> [Assigned task]
Lines with "span" in the entries below: count them and reply with the number alone.

> [Data records]
PR #314, opened 2026-07-16
fix: preserve current turns across compaction

AlexZahar:
## Summary

- persist semantic summary coverage through a source message ID; retain raw history if the latest summary coverage is missing, malformed, or unresolved
- preserve the latest structured user turn exactly through pruning and fail before provider invocation if it cannot fit
- inject mid-run summaries as neutral assistant history and use neutral default summarizer prompts
- support explicit, current-turn-only tool suppression from ToolMessage artifacts so bounded tools such as file_search can be disabled without affecting later turns

## Tool suppression contract

Tool results may return an artifact shaped as:

~~~json
{
  "toolControl": {
    "disableTools": ["file_search"]
  }
}
~~~

Only ToolMessage artifacts after the latest HumanMessage are considered. Parsing is structural and strict. Matching named tools are filtered while all other tools remain available. This is deliberately not a generic recursion finalizer.

## Why no recursion finalizer here

langgraph_step is absolute across checkpoint resumes, while recursionLimit is scoped to each invocation. A finalizer based on comparing those two values would prematurely finalize resumed runs. A correct generic finalizer needs an invocation baseline or dedicated graph state/node and is deferred from this patch.

## Verification

- 4 focused Jest suites: 251 passed, 1 skipped
- npx tsc -p tsconfig.json --noEmit
- npm run build
- git diff --check

## Release / consumer note

This PR intentionally does not bump the package version. Consumers such as Agentic Karl need a future @librechat/agents release newer than 3.2.65 containing this commit, or can pin this exact commit until that release is published.


AlexZahar:
@danny-avila please review

danny-avila:
@codex review

danny-avila:
Hi @AlexZahar, thanks for the work here. Could you please double-check and address the findings below where valid? I reviewed the current head, [`db3fa6886d`](https://github.com/danny-avila/agents/commit/db3fa6886db5726b117771fa7f6b3c5f9f2cc9c7), and reproduced these cases. I also double-checked the Codex findings, and they appear actionable.

### Compaction and summary handling

- **Allow summary-only continuation after full compaction.** With `retainRecent.turns: 0`, the summarize node can remove every message and leave a pending summary, but the [unconditional empty-message guard](https://github.com/danny-avila/agents/blob/db3fa6886db5726b117771fa7f6b3c5f9f2cc9c7/src/graphs/Graph.ts#L2072) throws before `systemRunnable` can inject that summary. This makes a supported summary-only continuation fail on its next model call. This also confirms the [Codex finding](https://github.com/danny-avila/agents/pull/314#discussion_r3615764406).

- **Preserve legacy summary-only histories that have no coverage metadata.** The [new coverage validation](https://github.com/danny-avila/agents/blob/db3fa6886db5726b117771fa7f6b3c5f9f2cc9c7/src/messages/format.ts#L1182) rejects older summary blocks that predate `coverage`. If the raw history was already compacted to only that summary, formatting removes the block and returns neither messages nor `initialSummary`, so the conversation cannot resume. This confirms the [Codex finding](https://github.com/danny-avila/agents/pull/314#discussion_r3615764411).

- **Correct token accounting for messages containing a summary block.** After the summary part is stripped from the assistant message, [the original full-message token count is still retained](https://github.com/danny-avila/agents/blob/db3fa6886db5726b117771fa7f6b3c5f9f2cc9c7/src/messages/format.ts#L1558), while the summary token count is also added to instruction overhead. This counts the summary twice and can cause extra pruning or premature compaction. This confirms the [Codex finding](https://github.com/danny-avila/agents/pull/314#discussion_r3615764418).

- **Place the OpenRouter summary before the sole retained user message.** The [summary is appended as an AI message](https://github.com/danny-avila/agents/blob/db3fa6886db5726b117771fa7f6b3c5f9f2cc9c7/src/agents/AgentContext.ts#L749), and the [single-message OpenRouter tail case](https://github.com/danny-avila/agents/blob/db3fa6886db5726b117771fa7f6b3c5f9f2cc9c7/src/agents/AgentContext.ts#L785) produces `system -> current user -> assistant summary`. The summary therefore looks like an answer to the current request. The retained user message should remain last.

### Current-turn detection and tool suppression

- **Use the canonical real-user predicate when protecting the current request during pruning.** The [last `HumanMessage` lookup](https://github.com/danny-avila/agents/blob/db3fa6886db5726b117771fa7f6b3c5f9f2cc9c7/src/graphs/Graph.ts#L1833) can select a hook-injected or skill/meta human message instead of the actual user request. I reproduced a case where an image-only user request was pruned while the injected hook message remained, so the preservation check passed even though the provider never received the real request.

- **Use the same real-user boundary for same-turn tool controls.** The [backward tool-control scan](https://github.com/danny-avila/agents/blob/db3fa6886db5726b117771fa7f6b3c5f9f2cc9c7/src/graphs/Graph.ts#L127) stops at any `HumanMessage`. If a skill or hook injects a meta human message after a tool-disable artifact, the disable instruction is hidden and the tool stays enabled. This confirms the [Codex finding](https://github.com/danny-avila/agents/pull/314#discussion_r3615764420).

- **Resolve names for every supported tool schema shape.** [`getToolBindingName`](https://github.com/danny-avila/agents/blob/db3fa6886db5726b117771fa7f6b3c5f9f2cc9c7/src/graphs/Graph.ts#L107) only reads a top-level `name`, so OpenAI-style `function.name` and Bedrock-style `toolSpec.name` schemas are not matched by suppression, even though those schema types are accepted as graph tools. This confirms the [Codex finding](https://github.com/danny-avila/agents/pull/314#discussion_r3615764414).

- **Carry the filtered tool set into fallback providers.** The primary path binds the [filtered resolved tools](https://github.com/danny-avila/agents/blob/db3fa6886db5726b117771fa7f6b3c5f9f2cc9c7/src/graphs/Graph.ts#L1524), but the [fallback path receives the unfiltered `agentContext.tools`](https://github.com/danny-avila/agents/blob/db3fa6886db5726b117771fa7f6b3c5f9f2cc9c7/src/graphs/Graph.ts#L2277). A tool disabled for the current turn can therefore become available again after the primary provider fails.

Please add focused regression coverage for these edge cases, especially summary-only histories, the OpenRouter one-user-message path, injected meta human messages, schema-form tools, and fallback execution. Thank you!

danny-avila:
@codex review

danny-avila:
Superseded by #354, which lands the compaction-boundary fix from this PR against current `main`.

Thanks @AlexZahar — the problem you identified here is real and worth fixing. A summary's reach was inferred from where its content block sits in the payload, which cannot tell a retained recency tail from covered history, so the tail was silently dropped on the next run. #354 carries that fix: summaries now declare the first message compaction retained, anchored to the retained side rather than the covered one.

The other three changes here are not carried over. The `current_turn_exceeds_context` throw runs counter to #330, which made context overflow recoverable rather than fatal; and removing the `hasPendingCompactionSummary()` exception from the empty-messages guard breaks every `retainRecent.turns: 0` compaction — that is what the CI failures on this branch are (5 failures in `src/hooks/__tests__/compactHooks.test.ts`, reproduced locally).

The `toolControl.disableTools` contract is unrelated to compaction and would be welcome as its own PR. The three findings against it from the review above still apply: schema-shaped tools bypass the name filter, meta `HumanMessage`s break turn-scoping, and the tool-token budget is not recomputed after suppression.

Closing as superseded — no reflection on the work, just splitting it up so each piece can land on its own merits.

PR #565, opened 2017-12-01
Add experimental indicator

sergioc:


src/ServicePulse.Host/app/css/particular.css
```diff
@@ -1793,3 +1799,57 @@ p.col-sort-active {
...
+    text-align: center;
+    color: #fff;
+    background-color: #1A1A1A;
+    font-size: 12px;
+    padding: 6px;
+    border-radius: 4px;
+    white-space: nowrap;
+}
+
+    .tooltip-contents a {
```
WilliamBZA: The alignment of these 2 selectors and rules is different to the rest of the rules

src/ServicePulse.Host/app/modules/monitoring/views/endpoint_details.html
```diff
@@ -35,10 +35,16 @@ <h1>{{endpointName}}</h1>
...
-                            Queue Length
-                        </span>
+                    <div class="row queue-length-values tooltip-trigger">
+                        <div class="metric-digest-header">
+                            Queue Length <i class="fa fa-flask fake-link"></i>
+                        </div>
+                        <div class="interactive-tooltip">
+                            <div class="tooltip-contents">
+                                <p>Queue length: The estimated number of messages in an endpoint's queue.</p>
+                                <p>NOTE: This is an experimental feature. <a href="https://docs.particular.net/nservicebus/operations/metrics/#metrics-captured-queue-length" target="_blank">Learn more</a> <i class="fa fa-external-link fake-link"></i></p>
```
WojcikMike: I think we can't do this. I remember talking to @Particular/docs-maintainers about creating links to our documentation and the decision was to not do it. The reason for that is increased complexity in maintaining doc urls. Unless we will get an explicit allowance for creating links to doco I am suggesting to remove this link or to link to google search results of a certain phrase.

src/ServicePulse.Host/app/modules/monitoring/views/monitored_endpoints.html
```diff
@@ -34,42 +34,50 @@ <h1>No endpoints available for monitoring</h1>
...
                 <div class="row box-header">
-                    <div class="col-sm-12 no-side-padding" uib-tooltip="Queue length (# msgs): The estimated number of messages in an endpoint's queue.">
-                        <p>Queue Length <span>(msgs)</span></p>
+                    <div class="col-sm-12 no-side-padding">
+                        <div class="tooltip-trigger">
+                            Queue Length <span class="table-header-unit">(msgs)</span> <i class="fa fa-flask fake-link"></i>
+                            <div class="interactive-tooltip">
+                                <div class="tooltip-contents">
+                                    <p>Queue length: The estimated number of messages in an endpoint's queue.</p>
+                                    <p>NOTE: This is an experimental feature. <a href="https://docs.particular.net/nservicebus/operations/metrics/#metrics-captured-queue-length" target="_blank">Learn more</a> <i class="fa fa-external-link fake-link"></i></p>
```
WojcikMike: As above

src/ServicePulse.Host/app/modules/monitoring/views/endpoint_details.html
tmasternak: I would argue that the link is necessary here. My arguments are:
  * QL is experimental and want to point to exact section in a doco page - otherwise the link is useless IMHO,
  * This is to be removed when problems with Ql are solved.

DavidBoike: Thinking more critically about the "no links in source code" thing, I believe that's absolutely critical for NServiceBus because those versions stick around forever. I'm not sure if it's as critical in ServicePulse where customers are expected to upgrade more regularly, especially if it's a temporary thing.

WilliamBZA: I'm not sure about that. Customers only seem to update when they log a support case and we ask them to update. If we can get away without direct links that would be better.

tmasternak: @WilliamBZA I think that in this case a search query url is not good enough :/. What we need is specific [section](https://docs.particular.net/nservicebus/operations/metrics/#metrics-captured-queue-length). 
Otherwise it will be confusing to the users. I click to learn more why QL is experimental and I get to a search results page. That's confusing IMHO.

WilliamBZA: A section that has to be maintained at the same url forever and never moved or deleted. I'd much rather we put a concise description in a tooltip if possible? I know it's difficult to fit all the required information in, but even just the note that's currently in the documentation page should be enough.

tmasternak: I agree to disagree. I've changed the direct link to search query link.

sergioc:
I don't really agree with linking to search results. After clicking the link, how am I supposed to know which page should I open? Did you have click a "Learn more" link and got dumped in a search results page where only one result mattered?

Not to mention the weird impression users will get. 

Also, we're already tagging the feature as experimental. Just like everything else in the product, if you need to "learn more" you need to check documentation. Why should this require a direct link and a mediocre experience?

WojcikMike:
@sergioc regarding links, we already have hyperlinks that take you to google search results. In this launch wave, we added 2 warning messages (when there are no endpoints and some other) that take you to google search results. Just saying for clarity sake

tmasternak:
I don't agree to linking to query search results but I understand that the decision is to be made by maintainers. The search query is good enough.

BTW (if the link is not valid anymore it redirects to search ;)).

Can we merge it with search query?

sergioc:
Until we sort out a better plan for dealing with doco links, I'll ask again: why not just get rid of the link here?

tmasternak:
> Until we sort out a better plan for dealing with doco links, I'll ask again: why not just get rid of the link here?

Becasue as a @Particular/devops-launch-wave-squad we decided that search query is better.

WilliamBZA:
> Because as a @Particular/devops-launch-wave-squad we decided that search query is better.

_Nitpick: It's not a squad decision, it's a TF decision. It's also not a maintainer decision. All the maintainers can do is provide feedback on the quality of a PR. The maintainers could come up with rules in a contribution guide, but that's too much noise._

I'm happy as long as there are no perma-links. I would have preferred @sergioc's suggestion of just dropping the link altogether, but a search is ok.

src/ServicePulse.Host/app/modules/monitoring/views/endpoint_details.html
```diff
@@ -39,10 +39,16 @@ <h1>{{endpointName}}</h1>
...
-                            Queue Length
-                        </span>
+                    <div class="row queue-length-values tooltip-trigger">
+                        <div class="metric-digest-header">
+                            Queue Length <i class="fa fa-flask fake-link"></i>
+                        </div>
+                        <div class="interactive-tooltip">
+                            <div class="tooltip-contents">
+                                <p>Queue length: The estimated number of messages in an endpoint's queue.</p>
+                                <p>NOTE: This is an experimental feature. <a href="https://www.google.pl/search?q=%2Fsite%3A+docs.particular.net+metrics-captured-queue-length" target="_blank">Learn more</a> <i class="fa fa-external-link fake-link"></i></p>
```
sergioc: Better search results page:

https://docs.particular.net/search?q=nservicebus+queue+length+metric+%2bexperimental

src/ServicePulse.Host/app/modules/monitoring/views/endpoint_details.html
weralabaj: > I think we can't do this. I remember talking to @Particular/docs-maintainers about creating links to our documentation and the decision was to not do it. The reason for that is increased complexity in maintaining doc urls.

I think that the main concern was linking from inside the NSB code, as that indeed will be permanent (alternative would be to release a patch every time the link changes, we just won't do it). And if I recall that was mainly about linking to exceptions or more info about particular feature.

The general guideline is to avoid it, if possible. In many cases that can be achieved by crafting a meaningful comment or error message and giving user a "hint" what to look for. But I think in the context of a tool such as SP this is a common industry practice to link to help articles, etc. and I don't see a problem here.

Also note that maintainers in reviews were checking things like adding redirects to page headers when page name or location changed, so even if URL is different over time, that should not break the link. Assuming, we do that work properly (which I believe we do).

Personally, I think it's better to not give link than link to search results, it's not helpful for the user and is not what you'd expect after clicking a link. As for including link to a particular page from SP, I don't have objections. Just remember about redirects when updating the content ;)

PR #567, opened 2017-12-04
Critical and Processing times values swapped under big graph

tmasternak:
## Outcome
image


sergioc:
@tmasternak if I understand the logic of the change correctly, shouldn't we also swap Throughput with Retries rate?

sergioc:
Scheduled retries are not a subset of total throughput, so it's not necessary to follow the same pattern as processing -> critical time

PR #570, opened 2017-12-05
Endpoint connectivity error display adjustment

sergioc:


src/ServicePulse.Host/app/modules/monitoring/js/endpoint_details.controller.js
```diff
@@ -72,7 +74,9 @@
                         }
                     }, function (err) {
                         // Warn user?
-                    });
+                        });
+
+                    $scope.endpoint.isStale = $scope.endpoint.isStale && instance.isStale;
```
WilliamBZA: Should this not be an `||`? Is an endpoint stale only if all the instances are stale or is it stale if at least one instance is stale?

tmasternak: The endpoint is stale if all instances are stale => `isStale` is true for all instances => `&&`.

WilliamBZA: :+1:

WilliamBZA:
Has conflicts. I also think a milestone and a label (feature or bug) is needed for some of these PRs so that the release notes builder knows what to do

tmasternak:
@WilliamBZA rebased.

PR #574, opened 2017-12-05
Adjust failed msgs indicator

sergioc:


src/ServicePulse.Host/app/modules/monitoring/js/monitored_endpoints.controller.js
```diff
@@ -66,7 +66,12 @@
                 endpoint.isConnected = true;
                 fillDisplayValuesForEndpoint(endpoint);
                 if (index >= 0) {
+                    var serviceControlId = $scope.endpoints[index].serviceControlId;
```
WilliamBZA: It took me a while to work out what was going on here. Can we maybe rename the variables to `previousServiceControlId` and `previousErrorCount` or something else that represents the intention a bit clearer?

src/ServicePulse.Host/app/modules/monitoring/js/monitored_endpoints.controller.js
```diff
@@ -87,18 +92,21 @@
...
                 }).subscribe(function (endpoint) {
                     var index = $scope.endpoints.findIndex(function(item) { return item.name === endpoint.title });
                     if (index >= 0) {
+                        $scope.endpoints[index].serviceControlId = endpoint.id;
                         $scope.endpoints[index].errorCount = endpoint.count;
                     } else {
                         $scope.endpoints.push({ name: endpoint.title, errorCount: endpoint.count, isConnected: false, isServiceControlOnly: true, serviceControlId: endpoint.id });
                     }
+
+                    $scope.$apply();
```
WilliamBZA: Is this needed for _every_ subscription update, or only the first?

src/ServicePulse.Host/app/modules/monitoring/js/monitored_endpoints.controller.js
tmasternak: 👍 for renaming

src/ServicePulse.Host/app/modules/monitoring/js/monitored_endpoints.controller.js
tmasternak: This is actually not needed at all. Removed.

> [Your solution]
4